While things have started to look better for DeFi recently, the ecosystem still has a long way to go to achieve what it is capable of, he said.
“Despite being in its early stages, DeFi has not yet fully delivered on its fundamental promise of providing democratized financial opportunities in a transparent and permissionless manner,” he said. “Even the most advanced decentralized protocols often rely on centralized infrastructure to introduce new products, introducing custodial and regulatory risks. Crypto’s dirty secret is that most people are still using centralized exchanges to interface with tokens designed to be decentralized.”
Derivatives’ role in the crypto market
While many in the crypto community dislike derivative products, seeing them as primary contributors in pushing the global financial system to the brink of catastrophe in 2008, Losquadro said they play a vital role for all markets, including cryptocurrencies, as they keep traders actively engaged and help provide more liquidity.

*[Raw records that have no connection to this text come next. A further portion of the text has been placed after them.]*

PR #10443, opened 2026-09-01
curate(Progressive_Retinal_Dystrophy_Due_To_Retinol_Transport_Defect): add RBP4 entry (MONDO:0014060)

### LINKED ISSUE #10411: Curate progressive retinal dystrophy due to retinol transport defect (MONDO:0014060)

Claiming **MONDO:0014060** — progressive retinal dystrophy due to retinol transport defect (RDCCAS), *RBP4*.

Stub: `stubs/Progressive_Retinal_Dystrophy_Due_To_Retinol_Transport_Defect.yaml`

**Lump/split check.** MONDO parent is `inherited retinal dystrophy`; no descendants; single causal gene RBP4. Synonyms name the fuller phenotype — retinal dystrophy, iris coloboma, and comedogenic acne syndrome. No existing KB entry covers retinol transport. Curating as `entry_type: DISEASE`.

nlharris:

Curates **progressive retinal dystrophy due to retinol transport defect** (`MONDO:0014060`, *RBP4*) as a new `kb/disorders/` entry. Closes #10411.

## A distribution failure, not a deficiency

RBP4 is the only specific plasma carrier for retinol. Lose it on both alleles and the liver's vitamin A stores stay full while the circulation empties — so the retina is starved of the chromophore precursor it needs to regenerate visual pigment, despite normal intake and normal reserves. That distinction is the whole entry: it is what makes the biochemistry diagnostic, and it is why the obvious treatment may not work.

```
biallelic RBP4 loss of function
  → absent circulating RBP4
      → failure to mobilise hepatic retinol into plasma
          → systemic retinol deprivation, hepatic stores intact
              ├→ chromophore deprivation at the RPE
              │     → impaired rhodopsin regeneration in rods → night blindness
              │     → progressive photoreceptor and RPE degeneration → retinal dystrophy
              └→ reduced retinoid tone in skin → acne
```

The diagnostic signature separates this from ordinary dietary vitamin A deficiency on four axes at once: RBP4 undetectable, retinol about one sixth of normal, retinyl esters and transthyretin normal, and **serum retinol does not rise on oral loading** — because the carrier needed to mobilise it does not exist.

## The therapeutic evidence points both ways, and the entry says so

The strongest translational result in this literature is pharmacological vitamin A rescuing vision in ***Stra6*-null mice**. That is a different gene. Those mice have the plasma carrier and lack the uptake receptor; these patients have the receptor and lack the carrier — the same axis, the opposite lesion. Rescuing one does not establish rescue of the other.

So the treatment link carries both items rather than the flattering one: `PMID:24852372` graded `directness: INDIRECT`, and the founding family's dose-response test — in which serum retinol **did not rise at all** — curated as a `REFUTE` item on the same link. The open question is recorded as a knowledge-gap discussion with a proposed experiment that would settle it in the matching genotype. The *Rbpr2*-null mouse was excluded from `animal_models` on the same reasoning, and its reference cache is not shipped.

## Scope

Only the recessive retinal-degeneration arm. Dominant missense *RBP4* alleles cause the microphthalmia-anophthalmia-coloboma spectrum with skewed maternal inheritance — a different inheritance mode, variant class, developmental timing and proposed mechanism. That arm is recorded in a discussion rather than curated as a subtype.

## Three term corrections against the research report

None of these would have been surfaced by the report's `confabulation_rate: 0.0`, which measures whether an identifier *resolves*, not whether it names the right thing:

| Report said | Actually |
|---|---|
| `HP:0031287` for acne | `HP:0031287` is **Seborrheic keratosis**; correct term is `HP:0001061` |
| `CHEBI:17336` = "retinol / vitamin A", `CHEBI:50211` = "all-*trans*-retinol" | Transposed — `CHEBI:17336` is all-*trans*-retinol |
| — | `GO:0034633` is a biological process, not a molecular function (my error, caught by the dynamic-enum validator) |

The report was otherwise unusually clean: all 11 PMIDs real and on-topic, and all 16 of its quoted fragments verified as exact cache substrings before use. `needs_review: true` flagged the obsolete `GO:0005615`, which is not bound anywhere in the entry.

## Contents

| Section | Detail |
|---|---|
| `pathophysiology` | 7 nodes, scale-tagged, every edge evidenced |
| `phenotypes` | 7 HPO-bound, frequency bands only where the source supports one |
| `biochemical` | RBP4, retinol, and a normal-result record for retinyl esters and transthyretin — normality is the informative finding here |
| `animal_models` | *Rbp4*-null C57BL/6, two `RECAPITULATES` links with readouts; the strain difference is the point |
| `diagnosis` | 3 records including the oral loading test, where the negative result is the diagnostic one |
| `differential_diagnoses` | Dietary vitamin A deficiency, with the acquired phenocopy case cited on both halves of the discriminator |
| `discussions` | 2 `KNOWLEDGE_GAP`, one carrying a proposed experiment |

## Validation

```
just validate                 schema clean · terms clean · 48/48 snippets verified
just check-entity-refs        OK
just check-duplicate-keys     OK
just check-causal-targets     OK
just check-qualifier-terms    OK
just check-snippet-grading    OK    just check-title-snippets   OK
just check-snippet-length     OK    just check-folded-hyphens   OK
just check-enum-values        OK    just validate-history       No issues found
```

Cache diff is 7 additive rows, zero deletions. Stub deleted, history record added. Every cited PMID has a committed cache, reconciled by re-deriving the cited list from the entry rather than from memory.

---

### DIFF
--- a/history/disorders/Progressive_Retinal_Dystrophy_Due_To_Retinol_Transport_Defect/2026-09-01T225327Z-claude-code-ec03a2.yaml
+++ b/history/disorders/Progressive_Retinal_Dystrophy_Due_To_Retinol_Transport_Defect/2026-09-01T225327Z-claude-code-ec03a2.yaml
@@ -1,0 +1,42 @@
+history_version: 1
+target:
+  kind: disorder
+  slug: Progressive_Retinal_Dystrophy_Due_To_Retinol_Transport_Defect
+  path: kb/disorders/Progressive_Retinal_Dystrophy_Due_To_Retinol_Transport_Defect.yaml
+session:
+  id: 2026-09-01T225327Z-claude-code-ec03a2
+  timestamp: '2026-09-01T22:53:27Z'
+  actors:
+  - type: ai_agent
+    name: claude-code
+    model: claude-opus-5
+    agent_tool: claude-code
+links:
+  issues: []
+  prs:
+  - https://github.com/monarch-initiative/dismech/pull/10443
+  urls: []
+events:
+- type: REVIEW
+  outcome: changed
+  sections:
+  - biochemical
+  - pathophysiology
+  summary: 'Review response: structure biochemical readouts, connect visual acuity
+    to the pathograph'
+  details: |
+    Round-2 response on PR #10443, which was approved with three non-blocking suggestions. Two are taken here; the third is declined with reasoning, in the same push rather than deferred.
+
+    Structured readouts added to the two biochemical records that genuinely measure a pathograph node. Serum RBP4 is a READOUT_OF the Absent Circulating Retinol-Binding Protein 4 node; serum all-trans-retinol is a READOUT_OF Systemic Retinol Deprivation with Intact Hepatic Stores. Both carry direction NEGATIVE and their own evidence, so the entry's diagnostic thesis is now machine-queryable rather than living only in notes prose.
+
+    The reviewer's suggested snippet would not have validated. It proposed relationship REFLECTS and direction DECREASED; BiomarkerReadoutRelationshipEnum permits READOUT_OF, CORRELATES_WITH, PREDICTS and PHARMACODYNAMIC_MARKER_OF, and BiomarkerReadoutDirectionEnum permits POSITIVE, NEGATIVE, PRESENT_ABSENT and THRESHOLD_DEPENDENT. The direction enum here is an association direction, not a direction of change, which is why an assay whose value falls in disease is recorded as NEGATIVE: a higher measured value means less of the linked event. The intent of the suggestion is implemented with the valid values.
+
+    The third biochemical record, serum retinyl esters and transthyretin, deliberately gets no readouts. Both results are normal, so the record is a negative finding that localises the lesion rather than a measurement of any node in the graph. Attaching a readout would assert a link the data denies.
+
+    Reduced visual acuity connected into the pathograph as a downstream target of Progressive Photoreceptor and Retinal Pigment Epithelial Degeneration, citing the acuity measurement already present on the phenotype. The reviewer's judgement on the other three unconnected phenotypes is accepted: the colobomas and patent ductus arteriosus are developmental features whose retinoic-acid mechanism this entry deliberately does not assert, and curating a phenotype without asserting an unevidenced edge is the honest handling.
+
+    Declined: HP:0000510 Rod-cone dystrophy in place of HP:0000556 Retinal dystrophy. The reviewer records this as a preference rather than an error. HP:0000556 is retained because it matches the MONDO concept and the disease name, and because the rod-then-cone sequence is described in the node prose where it is evidenced rather than asserted through a term binding.
+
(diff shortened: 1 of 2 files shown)


nlharris:
Thanks — took both substantive suggestions in one push (`b829c359d`), and I'm declining the third here rather than deferring it. That resets the approval; I judged the biochemical structuring worth it, since you're right that this entry argues harder than most that the biochemistry *is* the diagnosis.

**One correction: the suggested snippet would not have validated.** It used `relationship: REFLECTS` and `direction: DECREASED`, and neither is a permissible value:

- `BiomarkerReadoutRelationshipEnum` — `READOUT_OF`, `CORRELATES_WITH`, `PREDICTS`, `PHARMACODYNAMIC_MARKER_OF`
- `BiomarkerReadoutDirectionEnum` — `POSITIVE`, `NEGATIVE`, `PRESENT_ABSENT`, `THRESHOLD_DEPENDENT`

The direction enum on `BiomarkerReadout` is an **association** direction, not a direction of change — "higher biomarker value tracks with less of the linked event". So an assay whose value *falls* in disease is `NEGATIVE`, which reads backwards until you check the enum description. Worth knowing because `ExperimentalReadout` on model links *does* take `DECREASED`, and the two slots look interchangeable. I implemented the intent with the valid values.

**Suggestion 1 — taken, on two of three records.** Serum RBP4 is now a `READOUT_OF` the *Absent Circulating Retinol-Binding Protein 4* node; serum all-*trans*-retinol a `READOUT_OF` *Systemic Retinol Deprivation with Intact Hepatic Stores*. Each carries its own evidence.

The retinyl-ester and transthyretin record deliberately gets **no** readouts. Both results are normal, so it's a negative finding that localises the lesion rather than a measurement of any node — attaching a readout would assert a link the data denies. Left unstructured for that reason, not by omission.

**Suggestion 2 — taken.** `Reduced visual acuity` now hangs off *Progressive Photoreceptor and Retinal Pigment Epithelial Degeneration*, citing the 20/25–20/40 measurement already on the phenotype. Your reading of the other three is right and I've left them alone: the colobomas and PDA are developmental features whose retinoic-acid mechanism this entry deliberately doesn't assert, and curating the phenotype without the edge is the honest call.

**Suggestion 3 — declined.** `HP:0000556` retained over `HP:0000510`. You record it as a preference rather than an error, and I'd rather the rod-then-cone sequence stay in node prose where it's evidenced than be asserted through a term binding. `HP:0000556` also matches the MONDO concept and the disease name.

**Also not attempted: `biomarker_term`.** These analytes are chemical entities rather than named biomarker concepts, and binding a chemical identifier into a biomarker slot would be the wrong kind of term. Left for someone who can identify a genuine NCIT biomarker concept.

Validation on the pushed tree: `linkml-validate` clean, `linkml-term-validator --labels` clean, **51/51 snippets verified**, and `check-entity-refs`, `check-duplicate-keys`, `check-causal-targets`, `check-qualifier-terms` plus all five baseline gates OK. Round-2 history record added.

---

PR #10483, opened 2026-09-02
curate: add Cisplatin Toxicity (MONDO:0027664)

caufieldjh:
## Cisplatin Toxicity (MONDO:0027664)

New four-arm treatment-toxicity entry.

Cisplatin crosslinks DNA in whatever cell it enters. So the question of which tissue gets hurt is not a question about the lesion. It is a question about which cells carry the platinum in, and whether those cells can be replaced afterwards.

- **Kidney** — OCT2 and Ctr1 pull it into proximal tubule, which dies and then regenerates. Usually reversible.
- **Cochlea** — hair cells take it up. The hearing loss is permanent.
- **Dorsal root ganglion** — outside the blood-nerve barrier, so platinum accumulates. The neuropathy keeps worsening for months after the last dose.
- **Marrow** — hit for the ordinary reason. It divides.

13 pathophysiology nodes: a shared upstream chain (transporter uptake → platinum-DNA adducts → oxidative and mitochondrial injury → apoptosis) branching into those four arms. 11 `conforms_to` across `drug_induced_nephrotoxicity` (4), `sensorineural_hair_cell_loss` (2), `peripheral_axonal_degeneration` (3), `myelosuppression` (2).

### Two conformances deliberately withheld

**Not `peripheral_axonal_degeneration#Distal Axonal Degeneration and Demyelination`.** Cisplatin neuropathy is a sensory neuronopathy — platinum accumulates in and kills the ganglion cell body. Symptoms beginning distally is a different claim from the lesion being distal, and no cited source reports demyelination.

**Only the mitochondrial half of `#Axonal Transport Impairment and Mitochondrial Dysfunction`.** The axonal-transport mechanism in chemotherapy neuropathy is established for the microtubule-targeting agents — taxanes, vinca alkaloids — and `PMID:38660386` states it in those terms. Cisplatin is not a microtubule poison, so the mechanism was not transferred to it.

The `sensorineural_hair_cell_loss` conformance likewise covers the death half of its node; no mechanotransduction measurement is reported by the sources here.

`PMID:21145397` supplies the good mechanistic detail: DRG neurons repair nuclear adducts *as fast as tumour cells do*. They are not worse at repair — they start from a higher adduct load, and mitochondria have no nucleotide excision repair at all. That is why the neuropathy coasts.

### Genetics curated against a grading review, not citation frequency

Only **ACYP2** and **TPMT** clear the bar in the Canadian Pharmacogenomics Network 2022 update (`PMID:37726872`) — OR ≥3, replicated in ≥3 independent populations, out of 40 reports across 47 populations and 24 genes.

**COMT is curated `DISPUTED` on purpose.** It is a frequently cited candidate ototoxicity locus and easy to record as established. The same review that graded the field puts it in the further-research tier. Recording it at the strength of the other two would misstate the evidence.

The ACYP2 HGNC identifier was resolved from the ontology, not taken from the deep-research gene table.

### Evidence

52 items over 10 references, every snippet pre-verified against the local cache before the YAML was written.

Strongest items: SIOPEL 6 (`PMID:29924955`), a randomised phase 3 trial where sodium thiosulfate cut hearing loss from 63% to 33% (RR 0.52, 95% CI 0.33–0.81, P=0.002) without harming survival — the six-hour delay exists so the tumour is not protected too. And a magnesium meta-analysis (`PMID:37530867`), OR 0.22 (95% CI 0.14–0.35), whose 11 pooled studies are retrospective, which is recorded.

**No frequency band is asserted on any phenotype.** For hearing loss that is deliberate rather than lazy: incidence is 75% under age five against 48% over five in the same cohort, so one band would misrepresent a strongly age-dependent risk.

**Claims deliberately not made:** no hair-cell-regeneration claim (the usual explanation for the permanence, absent from my sources — the irreversibility itself is cited); no erythropoietin mechanism for the anaemia; no hydration-protocol claim beyond the magnesium arm, since the cited review says the best protocol is still uncertain.

### Deep research

96 KB report; 32/32 references resolved, 0 unresolved, 13/13 quoted claims found in source. NEC preflight `SKIP` (no causal gene for a drug toxicity), cleared manually — top gene mentions are ACYP2, TPMT, COMT and SLC22A2.

Used as leads only. It contributed the genetics section and the magnesium source, both fetched and verified independently before use. It also flagged the COMT trap, which I would otherwise have curated wrong.

### Self-audit

Three overclaims in my own prose, caught and corrected before pushing: "in every cell it enters", "behaving completely differently", and an unsourced statement that mammalian cochlear hair cells are not replaced that was doing load-bearing work inside a causal edge description.

### Validation

`just validate-disorders` (the batched sweep CI runs) passed; 52/52 snippets verified; `check-folded-hyphens`, `check-duplicate-keys`, `check-title-snippets`, `check-entity-refs` clean; 20 structural tests pass; all 11 conformance anchors resolve to real module nodes. All `reference_title` values generated programmatically from the cache files.


caufieldjh:
`claude-review` failed on this PR without posting a review. The cause is an account usage limit, not anything in the diff:

```
detail="You've hit your limit · resets 6am (UTC)" num_turns=1 cost=$0 subtype=success
```

Run: https://github.com/monarch-initiative/dismech/actions/runs/33583960166

`test (3.13)` and `check-mention` both pass. Locally, `just validate-disorders` (the batched sweep CI runs), 52/52 snippets verified, `check-folded-hyphens`, `check-duplicate-keys`, `check-title-snippets` and `check-entity-refs` are all clean, 20 structural tests pass, and all 11 `conforms_to` anchors resolve to real module nodes.

Re-run the review after the reset with:

```
gh workflow run claude-code-review.yml --repo monarch-initiative/dismech --ref main -f pr_number=10483
```

caufieldjh:
All eight IMPORTANT items are in. Three of them were things I could not have caught with any check I run.

**1. Cell type — you're right, and it was invisible.** `CL:1000838` sits under `CL:0002584` renal *cortical* epithelial cell, so it excludes the S3 straight segment where cisplatin injury is worst — and my own node description says distal segments are affected too. Switched to `CL:0002306`, which every node of the conformed module uses. The id and label agreed with each other throughout, so `validate-terms` was never going to flag it.

**2. `evidence_source`.** Regraded `MODEL_ORGANISM`. The quoted conclusion rests on the rat arm — sex differences in uptake clearance, urinary NAG, the castrated-male comparison — and the record carries the `Animals` keyword. Reason stated in the explanation. Also took the smaller point: the `PMID:19144690` background sentence is now `OTHER` where it supports the AKI phenotype.

**3. Disconnected phenotypes.** Before fixing I checked whether wiring them is real practice: 233 of 400 KB entries wire phenotypes as downstream targets. So the entry was the outlier. All eight now hang off the terminal node of their arm, and a graph check confirms one trigger, no dangling targets, nothing unwired.

**4.** ACCL0431 (`PMID:27914822`, OR 0.31) now cited alongside SIOPEL 6 — two trials in different paediatric populations, noted as complementary rather than a replication. Duloxetine added, bounded by the guideline's own finding that no agent prevents CIPN. Acetyl-L-carnitine curated as a `REFUTE` item, and dose modification as the intervention that acts on exposure. A reader should be able to learn from this entry what does *not* work.

**5.** `clinical_trials` block for NCT00652132 and NCT00716976, both fetched.

**6.** Four `prevalence` records, one per endpoint. Each carries the caveat that makes it non-comparable with the others: an age stratum for hearing loss (75% under five against 48% over five), an upper bound for nephrotoxicity, a background statement for neuropathy, and an *untreated*-population rate for emesis that describes a population which no longer exists in practice.

**7.** Emesis arm added with nausea and vomiting. Two deliberate limits: the 5-HT3/NK1 receptor mechanism is **not** asserted, since the cited source names the antiemetic classes rather than the biology producing the emesis; and the inbound edge is `INDIRECT_UNKNOWN_INTERMEDIATES`, because this arm is not established here as running through the transporter uptake that gates the four injury arms.

**8.** Rebound to `NCIT:C1230`. You were right about the reasoning, not just the term — I used a cache-availability argument as though it were an ontology argument, and the cache is populated by validation. `NCIT:C1230` resolved and cached on the first validate run, which proves your point. The note now records the correction rather than quietly replacing the old rationale.

Suggestions not taken this round: HUMAN_MODEL_MISMATCH discussion, iPSC organoid `experimental_models`, CKD as a long-term outcome, environmental block, diagnosis section, hypokalemia. All reasonable; I'd rather land the eight than half-do thirteen.

67/67 snippets over 14 references. `just validate-disorders`, `check-folded-hyphens`, `check-duplicate-keys`, `check-title-snippets`, `check-entity-refs` all clean; 20 structural tests pass; branch rebased onto current `main`.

“A healthy derivatives market can be attractive to professional traders and institutional investors; this increased activity helps keep the market alive and liquid,” he said.
“A bull run is characterized by rising prices, demand outweighing supply, and high market confidence,” he added. “When it comes to the derivatives market’s specific role in the next crypto bull run, liquidity is the key component. Synthetix has been well aware of the role that liquidity plays and has continued to prioritize it in all market conditions.”
But Losquadro acknowledged they are not without their drawbacks. “The current framework for developing derivatives typically follows a top-down approach, rather than empowering individuals to create these financial instruments themselves,” he noted.
“Both traditional financial institutions and crypto companies are constraining the organic emergence of innovative products within DeFi, resulting in a lack of the permissionless infrastructure necessary to foster genuine financial innovation,” he said. “Synthetix V3 empowers individuals to construct and introduce derivative products through accessible and decentralized tools for creating derivatives, which are open-source and permissionless.”
Base layer-two network
Synthetix, which originally launched on the Ethereum network, recently expanded to Base, a layer-two network backed by Coinbase that offers significantly lower transaction costs than Ethereum mainnet.
“The recent Synthetix launch was platformed on one focal mission – to enable anyone to deploy permissionless derivatives products seamlessly and with access to the necessary liquidity needed to launch these products successfully,” Losquadro said. “When deciding on an L2 to launch/build on, Base was a clear frontrunner for a multitude of reasons.”
He noted that Base “shares the same infrastructure as Optimism (OP),” and said, “Within the Optimism superchain system, all individual chains utilize the same technology and code.”
“It felt fitting to round out the Synthetix V3 update by deploying the first major perpetuals protocol on Base Mainnet,” he added. “Base was also intriguing due to its goal to create an environment that is easy to build on and its potential for driving new users onchain. Base serves as a gateway for the millions of Coinbase users and by deploying Synthetix on Base, we aim to generate increased trading volume for Synthetix perps across the Ethereum ecosystem.”